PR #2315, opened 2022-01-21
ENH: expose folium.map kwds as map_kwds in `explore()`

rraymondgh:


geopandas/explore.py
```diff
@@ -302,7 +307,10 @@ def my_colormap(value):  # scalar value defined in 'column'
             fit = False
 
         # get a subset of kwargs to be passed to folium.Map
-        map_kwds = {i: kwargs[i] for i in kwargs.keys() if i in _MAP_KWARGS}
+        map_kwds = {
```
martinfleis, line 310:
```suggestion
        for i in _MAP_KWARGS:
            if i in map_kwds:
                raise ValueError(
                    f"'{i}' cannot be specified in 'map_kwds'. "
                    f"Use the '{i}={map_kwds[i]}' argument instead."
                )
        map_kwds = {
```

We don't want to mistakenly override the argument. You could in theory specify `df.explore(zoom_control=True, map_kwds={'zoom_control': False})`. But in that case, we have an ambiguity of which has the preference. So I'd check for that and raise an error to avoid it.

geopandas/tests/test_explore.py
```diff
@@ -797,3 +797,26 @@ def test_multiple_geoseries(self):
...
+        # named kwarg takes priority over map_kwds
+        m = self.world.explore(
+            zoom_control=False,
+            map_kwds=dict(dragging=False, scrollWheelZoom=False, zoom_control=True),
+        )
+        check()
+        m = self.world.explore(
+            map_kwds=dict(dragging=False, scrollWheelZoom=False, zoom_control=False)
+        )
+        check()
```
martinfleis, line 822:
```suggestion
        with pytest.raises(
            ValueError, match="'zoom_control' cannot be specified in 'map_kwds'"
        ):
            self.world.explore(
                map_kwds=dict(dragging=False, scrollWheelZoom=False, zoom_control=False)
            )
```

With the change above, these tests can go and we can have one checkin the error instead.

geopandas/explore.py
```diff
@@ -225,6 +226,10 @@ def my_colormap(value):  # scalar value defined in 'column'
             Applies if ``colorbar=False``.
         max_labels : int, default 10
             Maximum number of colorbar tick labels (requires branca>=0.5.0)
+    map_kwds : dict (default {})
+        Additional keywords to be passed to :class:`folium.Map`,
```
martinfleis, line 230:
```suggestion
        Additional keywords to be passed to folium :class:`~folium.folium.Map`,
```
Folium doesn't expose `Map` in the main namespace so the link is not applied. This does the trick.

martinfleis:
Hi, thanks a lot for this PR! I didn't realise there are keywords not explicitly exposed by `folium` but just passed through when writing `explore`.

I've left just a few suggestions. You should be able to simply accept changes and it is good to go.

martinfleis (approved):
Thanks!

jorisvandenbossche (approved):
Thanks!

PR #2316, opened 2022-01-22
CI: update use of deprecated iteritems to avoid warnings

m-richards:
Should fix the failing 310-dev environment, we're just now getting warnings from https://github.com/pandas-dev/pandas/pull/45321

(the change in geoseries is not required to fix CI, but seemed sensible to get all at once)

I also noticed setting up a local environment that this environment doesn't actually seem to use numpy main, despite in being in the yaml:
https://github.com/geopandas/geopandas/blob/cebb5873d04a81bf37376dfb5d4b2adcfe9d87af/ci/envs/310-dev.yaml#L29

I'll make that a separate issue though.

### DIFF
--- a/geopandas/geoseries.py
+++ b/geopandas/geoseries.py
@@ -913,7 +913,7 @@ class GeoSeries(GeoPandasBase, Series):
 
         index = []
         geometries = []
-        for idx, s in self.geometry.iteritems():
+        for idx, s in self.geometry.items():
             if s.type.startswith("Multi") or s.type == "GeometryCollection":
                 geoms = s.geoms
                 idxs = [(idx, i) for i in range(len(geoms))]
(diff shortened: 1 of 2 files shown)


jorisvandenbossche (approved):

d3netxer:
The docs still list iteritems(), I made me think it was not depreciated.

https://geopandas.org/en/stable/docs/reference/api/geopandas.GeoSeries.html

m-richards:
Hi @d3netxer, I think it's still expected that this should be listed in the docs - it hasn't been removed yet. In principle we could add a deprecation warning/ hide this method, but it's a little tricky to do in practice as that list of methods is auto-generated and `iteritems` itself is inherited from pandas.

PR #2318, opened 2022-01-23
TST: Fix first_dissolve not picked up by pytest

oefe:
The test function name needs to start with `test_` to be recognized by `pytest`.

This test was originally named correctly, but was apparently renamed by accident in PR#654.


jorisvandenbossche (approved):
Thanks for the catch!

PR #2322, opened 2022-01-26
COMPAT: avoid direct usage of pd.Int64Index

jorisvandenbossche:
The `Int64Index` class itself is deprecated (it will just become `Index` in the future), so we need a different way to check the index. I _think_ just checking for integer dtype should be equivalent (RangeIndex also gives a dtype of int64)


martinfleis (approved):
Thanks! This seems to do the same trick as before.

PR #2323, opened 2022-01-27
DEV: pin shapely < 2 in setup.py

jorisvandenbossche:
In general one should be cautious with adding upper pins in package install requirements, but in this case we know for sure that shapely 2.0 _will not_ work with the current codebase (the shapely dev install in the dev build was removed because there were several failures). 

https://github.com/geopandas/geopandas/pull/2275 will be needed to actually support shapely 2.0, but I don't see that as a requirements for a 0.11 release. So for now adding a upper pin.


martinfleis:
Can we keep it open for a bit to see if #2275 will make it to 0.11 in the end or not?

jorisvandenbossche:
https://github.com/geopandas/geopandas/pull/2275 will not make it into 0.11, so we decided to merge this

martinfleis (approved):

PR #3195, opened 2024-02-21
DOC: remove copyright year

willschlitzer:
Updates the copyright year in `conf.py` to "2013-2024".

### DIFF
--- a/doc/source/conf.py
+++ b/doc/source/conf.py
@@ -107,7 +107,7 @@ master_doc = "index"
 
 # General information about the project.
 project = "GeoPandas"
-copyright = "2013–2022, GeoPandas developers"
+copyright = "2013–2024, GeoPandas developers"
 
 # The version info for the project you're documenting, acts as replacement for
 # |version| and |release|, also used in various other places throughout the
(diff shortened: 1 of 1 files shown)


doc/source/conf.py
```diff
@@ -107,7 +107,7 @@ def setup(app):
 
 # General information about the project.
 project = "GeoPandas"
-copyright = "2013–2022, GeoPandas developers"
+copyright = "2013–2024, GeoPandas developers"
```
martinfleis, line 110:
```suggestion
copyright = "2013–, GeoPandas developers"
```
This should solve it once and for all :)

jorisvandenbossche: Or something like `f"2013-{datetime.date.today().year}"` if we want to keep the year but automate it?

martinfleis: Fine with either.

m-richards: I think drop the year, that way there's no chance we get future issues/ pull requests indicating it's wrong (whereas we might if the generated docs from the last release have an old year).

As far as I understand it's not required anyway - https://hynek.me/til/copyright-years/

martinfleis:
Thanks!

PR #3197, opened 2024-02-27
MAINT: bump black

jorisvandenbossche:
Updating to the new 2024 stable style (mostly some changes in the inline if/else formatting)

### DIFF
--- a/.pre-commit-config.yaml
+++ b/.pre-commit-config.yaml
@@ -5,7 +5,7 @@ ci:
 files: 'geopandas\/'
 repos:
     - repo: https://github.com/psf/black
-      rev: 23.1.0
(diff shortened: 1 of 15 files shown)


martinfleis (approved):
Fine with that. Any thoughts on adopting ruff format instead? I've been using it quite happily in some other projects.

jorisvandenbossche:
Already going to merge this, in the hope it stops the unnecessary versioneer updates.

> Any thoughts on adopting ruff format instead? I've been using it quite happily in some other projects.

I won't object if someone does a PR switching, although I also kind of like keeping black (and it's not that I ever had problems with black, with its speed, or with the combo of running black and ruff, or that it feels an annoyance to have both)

### Task
Each line in the listing above from the one containing "-107,7 +107,7 @@ master_doc" through the one containing "This should solve it once and for all :)" should be repeated exactly, and no other line.

### Output for this exercise
@@ -107,7 +107,7 @@ master_doc = "index"
 
 # General information about the project.
 project = "GeoPandas"
-copyright = "2013–2022, GeoPandas developers"
+copyright = "2013–2024, GeoPandas developers"
 
 # The version info for the project you're documenting, acts as replacement for
 # |version| and |release|, also used in various other places throughout the
(diff shortened: 1 of 1 files shown)


doc/source/conf.py
```diff
@@ -107,7 +107,7 @@ def setup(app):
 
 # General information about the project.
 project = "GeoPandas"
-copyright = "2013–2022, GeoPandas developers"
+copyright = "2013–2024, GeoPandas developers"
```
martinfleis, line 110:
```suggestion
copyright = "2013–, GeoPandas developers"
```
This should solve it once and for all :)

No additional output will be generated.